The example content after saving a Markdown file:

# Example Domain
 
This domain is for use in illustrative examples in documents. You may use this domain in literature without prior coordination or asking for permission.
 
[More information...](https://www.iana.org/domains/example)
 
PNG/JPEG

By adding response_type=png to the request, you can capture a screenshot of the target page and return an image in PNG or JPEG format. When the response result is set to PNG or JPEG, you can use the response_image_full_page=true parameter to specify whether the returned result is a full-page screenshot.

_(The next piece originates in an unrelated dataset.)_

PR #57, opened 2021-05-05
Improve public API

adlerjohn:
Partially addresses #12.

Don't export `dataSquare` methods, and instead only export `ExtendedDataSquare` methods that wrap those. Functionally mostly the same, except `Row` and `Col` now return copies, so the caller can't accidentally write to internal slices in a bad way.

The default value of response_image_full_page parameter is false.

Add response_type=png to the request to the request:

const axios = require('axios');
const fs = require('fs');
 
(async () => {
    const payload = {
        actor: "unlocker.webunlocker",
        input: {
            url: "https://www.example.com",
            js_render: true,
            response_type: "png", // png or jpeg
            response_image_full_page: true
        },
        proxy: {
            country: "ANY"
        }
    };
 
    const response = await axios.post("https://api.scrapeless.com/api/v1/unlocker/request", payload, {
        headers: {
            "x-api-token": "API Key",
            "Content-Type": "application/json"
        },
        timeout: 60000
    });
 
    if (response.data?.code === 200) {
        fs.writeFileSync('response.png',Buffer.from(response.data.data, 'base64'));
    }
})();

Returns a base64 encoded string in PNG or JPEG format.

{
    "code": 200,
    "data": "JVBERi0xLjQKJdPr6eEKM..."
}

The example file after saving in png/jpeg:

Resource Control

Resource loading control system for optimizing performance and bandwidth usage.

{
  "actor": "unlocker.webunlocker",
  "input": {
    "url": "https://example.com",
    "js_render": true,
    "block": {
      "resources": [
        "Image",
        "Font",
        "Stylesheet",
        "Script"
      ],
      "urls": [
        // Optional, URL pattern-based blocking
        "*.analytics.com/*",
        "*/ads/*"
      ]
    }
  }
}

Complete Resource Types Reference:

Resource TypeDescriptionImpact
DocumentMain document and iframesCore page content
StylesheetCSS filesPage styling and layout
ImageImages and iconsVisual content
MediaAudio and video resourcesMultimedia content
FontWeb fontsText rendering
ScriptJavaScript filesPage functionality
TextTrackVideo subtitles and captionsMedia accessibility
XHRXMLHttpRequest callsLegacy async requests
FetchFetch API requestsModern async requests
PrefetchPrefetched resourcesPerformance optimization
EventSourceServer-sent eventsReal-time updates
WebSocketWebSocket connectionsBidirectional communication
ManifestWeb app manifestsPWA configuration
SignedExchangeSigned HTTP exchangesContent authenticity
PingPing requestsAnalytics and tracking
CSPViolationReportCSP violation reportsSecurity monitoring
PreflightCORS preflight requestsCross-origin security
OtherUnclassified resourcesMiscellaneous

Usage Example:

{
  "actor": "unlocker.webunlocker",
  "input": {
    "url": "https://example.com",
    "js_render": true,
    "block": {
      "resources": [
        "Image",
        "Font",
        "Stylesheet",
        "Script",
        "Media",
        "Ping",
        "Prefetch"
      ]
    }
  }
}

Best Practices for Resource Blocking:

  1. Performance Optimization

    • Enable js_render only when necessary
    • Use resource blocking wisely, Block non-essential resources for faster loading
    • Consider blocking Prefetch and Ping for reduced network usage
    • Keep Document and critical Script resources unblocked
  2. Bandwidth Management

    • Block Image and Media for bandwidth-intensive pages
    • Consider blocking Font to use system fonts instead
  3. Stability Enhancement

    • Implement request retry mechanisms
    • Add error handling logic
    • Use wait_for instead of fixed wait
  4. Resource Efficiency

    • Load resources on demand
    • Close unnecessary connections promptly

Note: Resource type strings are case-sensitive. Use exact matches as shown in the reference table.